▶ **Extracted data entries**:
PR #65, opened 2016-09-06
Added new environment value 'inmemory' that enables the in memory dat…

michaelkleinhenz:
Enables a new ENV value 'inmemory' that enables the in memory datasource. No files must be changed to enable inmemory anymore. Default is 'development' as before.

---
This change is [Reviewable](https://reviewable.io/reviews/almighty/almighty-ui/65)

### DIFF
--- a/src/app/in-memory-data.service.ts
+++ b/src/app/in-memory-data.service.ts
@@ -1,7 +1,7 @@
 import { InMemoryDbService } from 'angular2-in-memory-web-api';
 export class InMemoryDataService implements InMemoryDbService {
   createDb() {
-    let workItems = [
+    let workitems = [
       {"fields":{"system.owner":"tmaeder","system.state":"open"},"id": "21", "name": 'Bullet Chart', description: 'Bullet Chart - Conceptual Design',"workItemType":"1","version":0 , status:'To Do', statusCode:0, type: 'story'},
       {"fields":{"system.owner":"tmaeder","system.state":"open"},id: 22, name: 'New Account', description: 'Create a New Account',"workItemType":"1","version":0 , status:'In Progress',statusCode:1, type: 'story'},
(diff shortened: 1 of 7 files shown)


src/app/in-memory-data.service.ts
```diff
@@ -1,7 +1,7 @@
 import { InMemoryDbService } from 'angular2-in-memory-web-api';
 export class InMemoryDataService implements InMemoryDbService {
   createDb() {
-    let workItems = [
+    let workitems = [
```
kwk: I'd leave this as `workItem`.

src/app/work-item/work-item.service.ts
```diff
@@ -8,18 +9,19 @@ import { WorkItem } from './work-item';
...
+    logger.log("WorkItemService using url " + this.workItemUrl);
+  }
 
   getWorkItems(): Promise<WorkItem[]> {
     return this.http
       .get(this.workItemUrl)
       .toPromise()
-      // .then(response => response.json().data as WorkItem[])
-      .then(response => response.json() as WorkItem[])
+      .then(response => process.env.ENV!='inmemory'?response.json() as WorkItem[]:response.json().data as WorkItem[])
```
kwk: This looks very packed but is not very readable.

kwk:
Except for some spelling things this LGTM.

src/app/in-memory-data.service.ts
michaelkleinhenz: I also would, but the name gets reflected as the url component and thus must be compatible with the "real" api.

src/app/work-item/work-item.service.ts
michaelkleinhenz: +1
But more readable than declaring an external func :-)

joshuawilson:
I'm not sure how long we will keep the in-memory data set, but this is a nice addition to use it.

PR #67, opened 2016-09-07
General API requests module created

sanbornsen:
What -
 * This is a single API request module built using angular2's http.
 * From now on we can use this module instead of direct http in services for API requests.

Why -
 * With the growing code base we'll have n number of services with time.
 * In future if we decide to use something else other than angular's http we just have to edit one file.
 * To remove code redundency.

---
This change is [Reviewable](https://reviewable.io/reviews/almighty/almighty-ui/67)

### DIFF
--- a/src/utils/requests.ts
+++ b/src/utils/requests.ts
@@ -1,0 +1,58 @@
+import { Injectable } from "@angular/core";
+import { Headers, Http } from "@angular/http";
+
+@Injectable()
+export class Requests {
+
+	private headers = new Headers({'Content-Type': 'application/json'});
+	
+	constructor(private http: Http) { }
+
+	get(url: string, data: Object = {}): Promise<any> {
+		let ret:string[] = [];
+		for (var d in data){
+			ret.push(
+				encodeURIComponent(d) + "=" + encodeURIComponent(data[d])
+			);
+		}
+		let fullUrl: string = url;
+		if (ret.length)fullUrl += "?"+ret.join("&");
+		console.log(fullUrl);
+		
+		return this.http
+			.get(fullUrl)
+			.toPromise()
+			.then(response => process.env.ENV!='inmemory'?response.json() :response.json().data)
+			.catch(this.handleError);
+	}
+
+	delete(url: string): Promise<any> {
+		return this.http
+			.delete(url, {headers: this.headers, body: ""})
+			.toPromise()
+			.then(() => null)
+			.catch(this.handleError);
+	}
+
+	post(url: string, data: Object = {}): Promise<any> {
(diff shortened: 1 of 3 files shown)


sanbornsen:
@joshuawilson  @aslakknutsen please review.

src/utils/requests.ts
```diff
@@ -0,0 +1,58 @@
+import { Injectable } from "@angular/core";
+import { Headers, Http } from "@angular/http";
+
+@Injectable()
+export class Requests {
+
+	private headers = new Headers({'Content-Type': 'application/json'});
+	
+	constructor(private http: Http) { }
```
aslakknutsen: Maybe constructor should take a set of 'Additional Headers', so we can e.g. pass in the Authentication Token to be used.

sanbornsen: Good idea. Let me figure out how to do that.

sanbornsen: Angular2 simply takes over to the constructor. Looks like I have to find a way around.

sanbornsen: Looks like the only way to do that is using @Inject. Can we merge it for now, and later experiment more on it?

sanbornsen:
@aslakknutsen have a look at the second commit. This is not nicer, but this is the only way I could find to pass external parameters in a provider's constructor. It looks like Angular2 only allows injectors to instantiate another provider in a constructor. So I had to create a provider class Keys and using injector I instantiate it in Requests constructor. I tried almost all the possible way other than this, nothing seems work. **This commit is just for testing purpose**. Once you are done testing, I can reset the head for now.

CC: @joshuawilson

aslakknutsen:
@sanbornsen @nimishamukherjee is doing this as part of the Login work. Not sure what her solution is, but.. ?

sanbornsen:
Yes, so she is doing the same thing. She has created an authentication service provider, just like I created a keys provider for an example.

joshuawilson:
@michaelkleinhenz can you please review this PR?

michaelkleinhenz:
I think this should be done as a service. I am also always careful when introducing new layers of abstraction. In this case, it might be reasonable to have something like this, but I would definitely wait until we have a stable understanding on how authentication will work. As Aslak mentioned, this will definitely have an impact on how we should do things here.

sanbornsen:
We can make it as a service, and every other service will use it as a Request Service. Actually it is a service, just it doesn't follow the naming and positioning conventions. 
As I replied earlier in this thread, yes we can pass multiple parameters i.e. headers inside the constructor for authentication and any other operation using another service provider and instantiate it into this service's constructor.

PR #68, opened 2016-09-07
Listentry as component

michaelkleinhenz:
Extracted the list entry as a seperate component, making it reusable and self-contained (child widgets like buttons/menus are now controlled from the list entry itself, not from the parent). Wiring up, cleaning the wiring a bit. Enabled dropdown menu on the list entries. Fixed the inmemory service to adhere to the api changes.

---
This change is [Reviewable](https://reviewable.io/reviews/almighty/almighty-ui/68)

### DIFF
--- a/src/app/app.module.ts
+++ b/src/app/app.module.ts
@@ -22,6 +22,7 @@ import { HeaderComponent} from './header/header.component';
 import { LoginComponent} from './login/login.component';
 import { WorkItemDetailComponent } from './work-item/work-item-detail/work-item-detail.component';
 import { WorkItemListComponent } from './work-item/work-item-list/work-item-list.component';
+import { WorkItemListEntryComponent } from './work-item/work-item-list/work-item-list-entry.component';
 import { WorkItemQuickAddComponent } from './work-item/work-item-quick-add/work-item-quick-add.component';
 import { WorkItemSearchComponent } from './work-item/work-item-search/work-item-search.component';
 import { WorkItemService } from './work-item/work-item.service';
@@ -48,6 +49,7 @@ if (process.env.ENV=='inmemory')
     WorkItemDetailComponent,
     WorkItemQuickAddComponent,
     WorkItemListComponent,
+    WorkItemListEntryComponent,
     WorkItemSearchComponent,
 	StatusDrawerComponent
   ],
--- a/src/app/in-memory-data.service.ts
+++ b/src/app/in-memory-data.service.ts
@@ -2,20 +2,12 @@ import { InMemoryDbService } from 'angular2-in-memory-web-api';
 export class InMemoryDataService implements InMemoryDbService {
   createDb() {
     let workitems = [
-      {"fields":{"system.owner":"tmaeder","system.state":"open"},"id": "21", "name": 'Bullet Chart', description: 'Bullet Chart - Conceptual Design',"workItemType":"1","version":0 , status:'To Do', statusCode:0, type: 'story'},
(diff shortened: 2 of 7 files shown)


src/app/in-memory-data.service.ts
```diff
@@ -2,20 +2,12 @@ import { InMemoryDbService } from 'angular2-in-memory-web-api';
...
+
+      {"fields":{"system.assignee":"someUser1","system.creator":"someOtherUser1","system.description":"Some Description 1","system.state":"new","system.title":"Some Title 1"},"id":"1","type":"system.userstory","version":1},
+      {"fields":{"system.assignee":"someUser2","system.creator":"someOtherUser2","system.description":"Some Description 2","system.state":"open","system.title":"Some Title 2"},"id":"2","type":"system.bug","version":1},
+      {"fields":{"system.assignee":"someUser3","system.creator":"someOtherUser3","system.description":"Some Description 3","system.state":"closed","system.title":"Some Title 3"},"id":"3","type":"system.userstory","version":1},
+      {"fields":{"system.assignee":"someUser4","system.creator":"someOtherUser4","system.description":"Some Description 4","system.state":"resolved","system.title":"Some Title 4"},"id":"4","type":"system.bug","version":1},
+      {"fields":{"system.assignee":"someUser5","system.creator":"someOtherUser5","system.description":"Some Description 5","system.state":"rejected","system.title":"Some Title 5"},"id":"5","type":"system.userstory","version":1}
```
joshuawilson: This is good but should be in a separate commit if not new PR.

michaelkleinhenz: I know, was glitching thru :-/

joshuawilson:
Please squash the merge into the commit.

src/app/work-item/work-item.service.ts
```diff
@@ -10,7 +10,7 @@ export class WorkItemService {
   private headers = new Headers({'Content-Type': 'application/json'});
   // private workItemUrl = 'app/workItems';  // URL to web api
   private workItemUrl = process.env.API_URL+'workitems';  // URL to web api
-  // private workItemUrl = 'http://demo.almighty.io/api/workitems';  // URL to web api
+  // private workItemUrl = 'http://demo.api.almighty.io/api/workitems';  // URL to web api
```
joshuawilson: this should go in a new commit

src/app/in-memory-data.service.ts
```diff
@@ -1,7 +1,7 @@
 import { InMemoryDbService } from 'angular2-in-memory-web-api';
 export class InMemoryDataService implements InMemoryDbService {
   createDb() {
-    let workItems = [
+    let workitems = [
```
joshuawilson: what is the thought behind this change?

michaelkleinhenz: That was a tough one to find. It seems that the name of the variable is actually reflected as the URL part. As the real api uses "../workitems/", this has also to be consistent here.

joshuawilson:
Please rebase on latest master.

michaelkleinhenz:
Done.

src/app/app.module.ts
```diff
@@ -48,6 +49,7 @@ if (process.env.ENV=='inmemory')
     WorkItemDetailComponent,
     WorkItemQuickAddComponent,
     WorkItemListComponent,
+    WorkItemListEntryComponent,
```
sanbornsen: @michaelkleinhenz I guess this should go into WorkItemListComponent instead of main module. Because it's a sub component of WorkItemListComponent. If we keep adding all the sub components here, this list will be crazy big.

michaelkleinhenz:
@sanbornsen mmh..I have deliberately placed it there in fact. I think a central place for registering all used components is desirable. But I also can understand your concern.

PR #94, opened 2016-09-22
Removed the extra assets in the public directory.

michaelkleinhenz:
Removed the public directory with the duped images and the dependency for the unused scss file in the module.

---
This change is [Reviewable](https://reviewable.io/reviews/almighty/almighty-ui/94)


joshuawilson:
The idea behind this folder is to hold the static files that do not change. I don't know if we are using it yet. But I would like to see if we can make it work with the build system before we remove them.  

I think that the angular-cli uses this setup.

▶ **THE PROBLEM**: How many lines in these entries contain the string "module"? State the number and nothing more.

▶ **PROBLEM SOLUTION**: 8